PR #838, opened 2026-08-10
Refactor/twiss

giadarol:


examples/fcc_ee_solenoid/009_parametric_version.py
```diff
@@ -1,6 +1,8 @@
 # Based on E. Boscolo, A. Ciarma, E. Burkhardt, https://cds.cern.ch/record/2948247
 # Nuclear Instruments and Methods in Physics Research A 1083 (2026) 171135
 
+from tkinter import TRUE
```
szymonlopaciuk, line 4: I think this might be unused

examples/twiss/refactor.md
szymonlopaciuk, line 1: This probably should be removed from the release.

xtrack/twiss/__init__.py
```diff
@@ -0,0 +1,82 @@
...
+    compute_R_matrix,
+    compute_T_matrix_line,
+    find_closed_orbit_line,
+    get_R_matrix,
+    get_T_matrix_line,
+    get_non_linear_chromaticity,
+    twiss_line,
+):
+    _public_obj.__module__ = __name__
+del _public_obj
```
szymonlopaciuk, line 54: Maybe could be derived from `__all__` so that it doesn't get forgotten about?

xtrack/twiss/twiss_defaults_and_input_preparation.py
```diff
@@ -0,0 +1,559 @@
...
+        num_turns,
+        disable_apertures,
+):
+    return (
+        (step_W_sigma or 0.01),
+        (nemitt_x or 1e-6),
+        (nemitt_y or 1e-6),
+        (delta_disp or 1e-5),
+        (delta_chrom or 5e-5),
+        (zeta_disp or 1e-3),
```
szymonlopaciuk, line 74: Need to be careful here that `0.0` is not a reasonable user input: I think for most it's not but I'm not sure about all of them.

xtrack/twiss/twiss_defaults_and_input_preparation.py
```diff
@@ -0,0 +1,559 @@
...
+    'dx', 'dpx', 'dy', 'dpy', 'dzeta',
+    'mux', 'muy', 'muzeta',
+    'ax_chrom', 'bx_chrom', 'ay_chrom', 'by_chrom',
+    'ddx', 'ddpx', 'ddy', 'ddpy',
+]
+
+
+def _apply_twiss_defaults(
+        *,
+        step_W_sigma,
```
szymonlopaciuk, line 38: This method 'effectively' takes a dict (through `**kwargs` so it admittedly does indirectly check structure) but outputs a tuple. This makes it kind of verbose for what it does and the call site is messy as well...

I read in the design doc there was an idea for a `TwissConfig` dataclass-type object. I think passing something like that here wouldn't be a bad idea as validity of input names would be checked and we wouldn't need to deconstruct the tuple into a dict later on.

xtrack/twiss/twiss_defaults_and_input_preparation.py
```diff
@@ -0,0 +1,559 @@
...
+            if compute_lattice_functions is not None else True),
+        (chrom if chrom is not None else None),
+        (num_turns or 1),
+        (disable_apertures if disable_apertures is not None else True),
+    )
+
+
+def _normalize_twiss_inputs(twiss_kwargs):
+
+    import xtrack as xt  # Local import avoids circular imports.
```
szymonlopaciuk, line 104: Are `xt.START` and `xt.END` used in other contexts than twiss? If not then they could become the responsibility of this module, and this import could go.

xtrack/twiss/twiss_defaults_and_input_preparation.py
```diff
@@ -0,0 +1,559 @@
...
+        assert twiss_config['init'] in ('periodic', 'full_periodic')
+    if (not twiss_config['periodic']
+            and (twiss_config['delta0'] is not None or twiss_config['zeta0'] is not None)):
+        raise ValueError(
+            'delta0 and zeta0 cannot be provided for open twiss')
+
+
+def _resolve_twiss_range_endpoint(line, endpoint, reverse):
+
+    import xtrack as xt  # Local import avoids circular imports.
```
szymonlopaciuk, line 326: Ditto

xtrack/twiss/twiss_defaults_and_input_preparation.py
szymonlopaciuk, line 1: Overarching comment on file: I think having a dataclass collecting twiss parameters instead of a dictionary, and passing that around, could help avoid sneaking in any typos later on, would help static checkers, and probably make it look a bit nicer (less dict-key accesses).

In fact a lot of these functions are simply methods of such a construct.

xtrack/twiss/twiss_defaults_and_input_preparation.py
```diff
@@ -0,0 +1,559 @@
...
+        only_orbit=twiss_kwargs['only_orbit'],
+        compute_R_element_by_element=twiss_kwargs['compute_R_element_by_element'],
+        compute_lattice_functions=twiss_kwargs['compute_lattice_functions'],
+        chrom=twiss_kwargs['chrom'],
+        num_turns=twiss_kwargs['num_turns'],
+        disable_apertures=twiss_kwargs['disable_apertures'],
+    )
+
+    if twiss_kwargs['only_markers']:
+        raise NotImplementedError('``only_markers`` not supported anymore')
```
szymonlopaciuk, line 252: Could go first? Then `_apply_twiss_defaults` won't need to worry about it.

xtrack/twiss/twiss_defaults_and_input_preparation.py
```diff
@@ -0,0 +1,559 @@
...
+
+def _prepare_twiss_at_s_markers(twiss_config):
+
+    if twiss_config['at_s'] is None:
+        return
+
+    if twiss_config['reverse']:
+        raise NotImplementedError('``at_s`` not implemented for ``reverse``=True')
+    if np.isscalar(twiss_config['at_s']):
+        twiss_config['at_s'] = [twiss_config['at_s']]
```
szymonlopaciuk, line 362: If `at_s` can be a numpy array anyway, `np.atleast_1d` does the same job

xtrack/twiss/twiss_defaults_and_input_preparation.py
```diff
@@ -0,0 +1,559 @@
...
+    auxline.insert(insertions)
+
+    auxtracker = xt.Tracker(
+        _buffer=tracker._buffer,
+        io_buffer=tracker.io_buffer,
+        line=auxline,
+        particles_monitor_class=None,
+    )
+    auxtracker.line.config = tracker.line.config.copy()
+    auxtracker.line._extra_config = tracker.line._extra_config.copy()
```
szymonlopaciuk, line 410: This is quite manual but looks similar to

```python
auxline = tracker.line.copy()
... # Insert the markers
auxline.build_tracker()
return auxline.tracker, names_inserted_markers
```

Maybe it could be helpful to explain why we go the manual route here

xtrack/twiss/twiss_init.py
```diff
@@ -0,0 +1,699 @@
...
+            #     dpx=self._temp_optics_data['dpx'],
+            #     dpy=self._temp_optics_data['dpy'] * (-1 if input_reversed else 1),
+            #     )
+            # aux_line = xt.Line(elements=[aux_segment])
+            # aux_line.particle_ref = particle_on_co.copy(
+            #                             _context=xo.context_default)
+            # aux_line.particle_ref.reorganize()
+            # aux_line.build_tracker()
+            # aux_tw = aux_line.twiss()
+            # W_matrix = aux_tw.W_matrix[0]
```
szymonlopaciuk, line 259: Do we need to keep it?

xtrack/twiss/twiss_init.py
```diff
@@ -0,0 +1,699 @@
...
+        if name in self.__dict__:
+            return self.__dict__[name]
+        elif hasattr(self.__dict__['particle_on_co'], name):
+            # e.g. tw_init['x'] returns tw_init.particle_on_co.x
+            out = getattr(self.__dict__['particle_on_co'], name)
+            #always cpu
+            if hasattr(out, 'get'):
+                out = out.get()
+            if hasattr(out, '__iter__'):
+                out = out [0]
```
szymonlopaciuk, line 373: Stray space

xtrack/twiss/twiss_init.py
```diff
@@ -0,0 +1,699 @@
...
+    'step_W_sigma',
+    'compute_R_element_by_element',
+    'only_markers',
+    'only_orbit',
+    'periodic_mode',
+    'include_collective',
+)
+
+
+def _build_twiss_init_from_inputs(twiss_config):
```
szymonlopaciuk, line 589: I think this would make a nice factory method on `TwissInit`

xtrack/twiss/twiss_postprocess_and_complem_results.py
```diff
@@ -0,0 +1,358 @@
...
+
+    twiss_res._data['R_matrix'] = twiss_config['R_matrix']
+    twiss_res._data['steps_R_matrix'] = twiss_config['steps_R_matrix']
+    twiss_res._data['steps_r_matrix'] = twiss_config['steps_R_matrix']  # deprecated
+    twiss_res._data['R_matrix_ebe'] = twiss_config['RR_ebe']
+
+    line = twiss_config['line']
+    method = twiss_config['method']
+    s_vect = twiss_res['s']
+    line_length = line.tracker._tracker_data_base.line_length
```
szymonlopaciuk, line 34: This seems like a roundabout way of obtaining this quantity. Maybe `Line.get_length()` could read this in the case when the tracker is built?

xtrack/twiss/twiss_postprocess_and_complem_results.py
```diff
@@ -0,0 +1,358 @@
...
+    part_on_co = twiss_res['particle_on_co']
+    W_matrix = twiss_res['W_matrix']
+
+    beta0 = part_on_co._xobject.beta0[0]
+    gamma0 = part_on_co._xobject.gamma0[0]
```
szymonlopaciuk, line 39: Why not directly `part_on_co.beta0[0]` (same for `gamma0`)?

xtrack/twiss/twiss_postprocess_and_complem_results.py
```diff
@@ -0,0 +1,358 @@
...
+        num_turns=twiss_config['num_turns'],
+        hide_thin_groups=twiss_config['hide_thin_groups'],
+        only_markers=twiss_config['only_markers'],
+        periodic=twiss_config['periodic'],
+        periodic_mode=twiss_config['periodic_mode'],
+        include_collective=twiss_config['include_collective'],
+    )
+    twiss_res._data.update(cols_chrom)
+    twiss_res._data.update(scalars_chrom)
+    twiss_res._col_names += list(cols_chrom.keys())
```
szymonlopaciuk, line 190: I'm dreaming of something like:

```python
table_chrom = twiss_config.get_chromatic_functions()
twiss_res = twiss_res | table_chrom
# Or something like Table.update, that way we wouldn't need to
# rely on the internal implementation of Table. I think I've done 
# something like this before, so maybe extending xd.Table to 
# support this would be useful. Maybe not right now, but something
# to think about.
```

xtrack/footprint.py
```diff
@@ -2,6 +2,13 @@
 import xobjects as xo
 import xtrack as xt
 
+
+def _trapezoid(nplike_lib, y, x=None, axis=-1):
+    if hasattr(nplike_lib, 'trapezoid'):  # numpy >= 2.0
+        return nplike_lib.trapezoid(y, x=x, axis=axis)
+    return nplike_lib.trapz(y, x=x, axis=axis)
```
szymonlopaciuk, line 9: Very similar thing in `chromatic_functions.py`. Maybe an opportunity to unify in a single place (like `general`)?

xtrack/twiss/twiss.py
```diff
@@ -0,0 +1,637 @@
...
+            twiss_config['init'] = _build_twiss_init_from_inputs(twiss_config)
+            result_init = twiss_config['init'].copy()
+            _clear_twiss_init_input_fields(twiss_config)
+
+            crosses_line_boundary, init_is_at_boundary = (
+                _get_open_twiss_range_flags(twiss_config))
+            if not crosses_line_boundary and init_is_at_boundary:
+                twiss_res = _compute_base_twiss(twiss_config)
+            else:
+                twiss_res = _handle_init_inside_range_and_line_wrap(
```
szymonlopaciuk, line 403: `_twiss_with_init_inside_range_and_line_wrap`? My first instinct was 'where is the twiss calculated?' and only then I saw the function takes the twiss calculator.

xtrack/twiss/twiss.py
```diff
@@ -0,0 +1,637 @@
...
+            track_flag_updates=track_flag_updates,
+            line_config_updates=line_config_updates,
+            freeze_longitudinal=twiss_config['freeze_longitudinal'],
+            freeze_energy=twiss_config['freeze_energy'])
+
+        # Determine the route (periodic / open / periodic_one_turn_custom_start
+        # / open_one_turn_custom_start / open_init_from_full_periodic)
+        route = _select_twiss_route(twiss_config)
+
+        if route == 'periodic':
```
szymonlopaciuk, line 385: We're now on Python 3.11+ which means we can finally use match-case[^1], if you think it's appropriate anyway.

[^1]: https://docs.python.org/3/tutorial/controlflow.html#match-statements

xtrack/twiss/twiss.py
```diff
@@ -0,0 +1,637 @@
...
+            assert start_index >= end_index, (
+                'start must be at or after end in reverse mode')
+        else:
+            assert start_index <= end_index, (
+                'start must be at or before end in forward mode')
+
+    if reverse:
+        start, end = end, start
+    twiss_config['start'] = start
+    twiss_config['end'] = end
```
szymonlopaciuk, line 528: This could be inside the if, right? The values of start and end don't seem to change anywhere else before.

xtrack/twiss/chromatic_functions.py
```diff
@@ -0,0 +1,252 @@
...
+        # y = on_momentum_twiss_res.y
+        # py = on_momentum_twiss_res.py
+        # ddqx = (tw_chrom_res[1].mux[-1] - 2 * mux[-1] + tw_chrom_res[0].mux[-1]
+        #         ) / delta_chrom**2
+        # ddqy = (tw_chrom_res[1].muy[-1] - 2 * muy[-1] + tw_chrom_res[0].muy[-1]
+        #         ) / delta_chrom**2
+        # ddx = (tw_chrom_res[1].x - 2 * x + tw_chrom_res[0].x) / delta_chrom**2
+        # ddpx = (tw_chrom_res[1].px - 2 * px + tw_chrom_res[0].px) / delta_chrom**2
+        # ddy = (tw_chrom_res[1].y - 2 * y + tw_chrom_res[0].y) / delta_chrom**2
+        # ddpy = (tw_chrom_res[1].py - 2 * py + tw_chrom_res[0].py) / delta_chrom**2
```
szymonlopaciuk, line 246: Do we need it, and if so maybe add a comment explaining why (not yet tested?)

xtrack/twiss/chromatic_functions.py
```diff
@@ -0,0 +1,252 @@
...
+    if only_markers:
+        raise NotImplementedError('only_markers not supported anymore')
+
+    if tw_chrom_res is None:
+        tw_chrom_res = []
+        for dd in [-delta_chrom, delta_chrom]:
+            tw_init_chrom = init.copy()
+
+            if periodic:
+                slip_factor_dzeta_ddelta = on_momentum_twiss_res.slip_factor_dzeta_ddelta
```
szymonlopaciuk, line 44: Quite deeply nested, maybe the whole thing, or the branches could be extracted?

xtrack/twiss/handle_init_inside_range_and_line_wrap.py
```diff
@@ -0,0 +1,261 @@
...
+    line = kwargs['line']
+    reverse = kwargs['reverse']
+
+    # Confirm that the requested traversal crosses the physical line boundary.
+    if one_turn_from_start:
+        assert start == end
+    elif not reverse:
+        assert (_element_ref_to_index(line, end)
+                < _element_ref_to_index(line, start)), (
+            'This function should not have been called')
```
szymonlopaciuk, line 76: Unlikely, but if the user ever gets this it might be confusing. I'd indicate "internal error" and to contact us?

xtrack/twiss/lattice_functions_from_W.py
```diff
@@ -0,0 +1,245 @@
...
+    sign_x = np.sign(betx)
+    sign_y = np.sign(bety)
+    betx *= sign_x
+    alfx *= sign_x
+    gamx *= sign_x
+    bety *= sign_y
+    alfy *= sign_y
+    gamy *= sign_y
+
+    return betx, alfx, gamx, bety, alfy, gamy, bety1, betx2, alfy1, alfx2, gamy1, gamx2
```
szymonlopaciuk, line 245: In places like this we could return a `NamedTuple`, makes it lighter on the eyes and less error prone at the call site.

xtrack/twiss/non_linear_chromaticity.py
```diff
@@ -0,0 +1,61 @@
...
+    out_data['dnqx'] = dnqx
+    out_data['dnqy'] = dnqy
+
+    out_data['delta0'] = delta0
+    out_data['qx'] = qx
+    out_data['qy'] = qy
+    out_data['momentum_compaction_factor'] = momentum_compaction_factor
+    out_data['twiss'] = twiss
+
+    out = xt.Table(data = out_data, index='delta0',
```
szymonlopaciuk, line 58: `data=out_data`

xtrack/twiss/spin.py
```diff
@@ -0,0 +1,346 @@
...
+    pp.spin_y = sy
+
+    line.track(pp)
+
+    return np.array([pp.spin_x[0] - sx,
+                        pp.spin_y[0] - sy,
+                        pp.spin_z[0] - sz])
+
+
+def _get_spin_polarization(tw, line, method):
```
szymonlopaciuk, line 58: The name implies there is a return value of some sort, but in reality this edits `tw` in place.

szymonlopaciuk (commented):
Looks very good! My comments are mostly surface because I don't have a complete understanding in my head of how all the internals work together. Although, after looking though this, it's a much better picture than before!

Something I keep wondering about is this: the module is mostly structured as a collection of methods, and there is a lot of passing of the state between them (dicts, tuples, lines, etc.). I made a comment about making `TwissConfig`, but I wonder if there are other opportunities to identify other collections of methods operating on the same state, that could be similarly extracted into an object (there is some post-processing of a `twiss_res` at one point for example).

I know it's hard, and maybe not relevant even, because at the end of the day if we had a `Twiss` object, then we would go back to having a 6k long file. But maybe there is a middle ground to try to reduce the passing of dicts or long lists of parameters in the internal part?

xtrack/twiss/twiss_defaults_and_input_preparation.py
giadarol: START and END are used also in the match module

examples/fcc_ee_solenoid/009_parametric_version.py
giadarol: removed

examples/twiss/refactor.md
giadarol: removed

xtrack/twiss/__init__.py
giadarol: I removed the whole loop

xtrack/twiss/twiss_defaults_and_input_preparation.py
giadarol: Valid concern, luckily they are all fine :)

xtrack/twiss/twiss_defaults_and_input_preparation.py
giadarol: change the implementation to alter the dictionary in place. The call became a one liner.

xtrack/twiss/twiss_defaults_and_input_preparation.py
giadarol: True, at the moment twiss_config is a non structured bag of data. We could further structure it in the future....

xtrack/twiss/twiss_defaults_and_input_preparation.py
giadarol: ditto

xtrack/twiss/twiss_defaults_and_input_preparation.py
giadarol: yes, moved above

xtrack/twiss/twiss_defaults_and_input_preparation.py
giadarol: `at_s` is deprecated, I don't touch it. looking forward to the day we will remove it.

xtrack/twiss/twiss_defaults_and_input_preparation.py
giadarol: `at_s` is deprecated, I don't touch it. looking forward to the day we will remove it.

xtrack/twiss/twiss_init.py
giadarol: removed

xtrack/twiss/twiss_init.py
giadarol: removed

xtrack/twiss/twiss_init.py
giadarol: as twiss_config is not part of the API, I prefer to keep this function private

xtrack/twiss/twiss_postprocess_and_complem_results.py
giadarol: on OpenCL you would need to do `.get()`

xtrack/twiss/twiss_postprocess_and_complem_results.py
giadarol: I would prefer `_get_chromatic_functions(twiss_config, twiss_res)` as it uses also data in `twiss_res` not only in `twiss_config`.

`twiss_res = twiss_res | table_chrom` would indeed be cool

xtrack/footprint.py
giadarol: or even in xobjects....

xtrack/twiss/twiss.py
giadarol: renamed to `_compute_twiss_handling_init_inside_range_and_line_wrap` long, but explicit

xtrack/twiss/spin.py
giadarol: renamed to `_add_spin_polarization`

xtrack/twiss/chromatic_functions.py
giadarol: removed

xtrack/twiss/non_linear_chromaticity.py
giadarol: Clean up

xtrack/twiss/lattice_functions_from_W.py
giadarol: I agree, although changing it in one place only would look strange, so I won't do it now. We should in general review the data flow management across the module, as mentioned in previous comments.

xtrack/twiss/handle_init_inside_range_and_line_wrap.py
giadarol: I went for: 'Corrupted input, internal error'

xtrack/twiss/chromatic_functions.py
giadarol: True. I extracted the content of the content of the long if/else body into two separate functions. It looks more readable now.

xtrack/footprint.py
giadarol: actually numpy 2.0 is out since more than two years. And numpy 1.X is not anymore supported. We should probably enforce numpy >= 2.0 and get rid of this logic

giadarol: I opened a separate issue: https://github.com/xsuite/xsuite/issues/903

xtrack/twiss/twiss.py
giadarol: I don't think it adds much in this case though...

xtrack/twiss/twiss.py
giadarol: yes, fixed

• • • • • • •

Task prompt
Take the entries above and copy them exactly from the first line through the line with "szymonlopaciuk, line 38: This"; leave out every line after it.

Exercise result
PR #838, opened 2026-08-10
Refactor/twiss

giadarol:


examples/fcc_ee_solenoid/009_parametric_version.py
```diff
@@ -1,6 +1,8 @@
 # Based on E. Boscolo, A. Ciarma, E. Burkhardt, https://cds.cern.ch/record/2948247
 # Nuclear Instruments and Methods in Physics Research A 1083 (2026) 171135
 
+from tkinter import TRUE
```
szymonlopaciuk, line 4: I think this might be unused

examples/twiss/refactor.md
szymonlopaciuk, line 1: This probably should be removed from the release.

xtrack/twiss/__init__.py
```diff
@@ -0,0 +1,82 @@
...
+    compute_R_matrix,
+    compute_T_matrix_line,
+    find_closed_orbit_line,
+    get_R_matrix,
+    get_T_matrix_line,
+    get_non_linear_chromaticity,
+    twiss_line,
+):
+    _public_obj.__module__ = __name__
+del _public_obj
```
szymonlopaciuk, line 54: Maybe could be derived from `__all__` so that it doesn't get forgotten about?

xtrack/twiss/twiss_defaults_and_input_preparation.py
```diff
@@ -0,0 +1,559 @@
...
+        num_turns,
+        disable_apertures,
+):
+    return (
+        (step_W_sigma or 0.01),
+        (nemitt_x or 1e-6),
+        (nemitt_y or 1e-6),
+        (delta_disp or 1e-5),
+        (delta_chrom or 5e-5),
+        (zeta_disp or 1e-3),
```
szymonlopaciuk, line 74: Need to be careful here that `0.0` is not a reasonable user input: I think for most it's not but I'm not sure about all of them.

xtrack/twiss/twiss_defaults_and_input_preparation.py
```diff
@@ -0,0 +1,559 @@
...
+    'dx', 'dpx', 'dy', 'dpy', 'dzeta',
+    'mux', 'muy', 'muzeta',
+    'ax_chrom', 'bx_chrom', 'ay_chrom', 'by_chrom',
+    'ddx', 'ddpx', 'ddy', 'ddpy',
+]
+
+
+def _apply_twiss_defaults(
+        *,
+        step_W_sigma,
```
szymonlopaciuk, line 38: This method 'effectively' takes a dict (through `**kwargs` so it admittedly does indirectly check structure) but outputs a tuple. This makes it kind of verbose for what it does and the call site is messy as well...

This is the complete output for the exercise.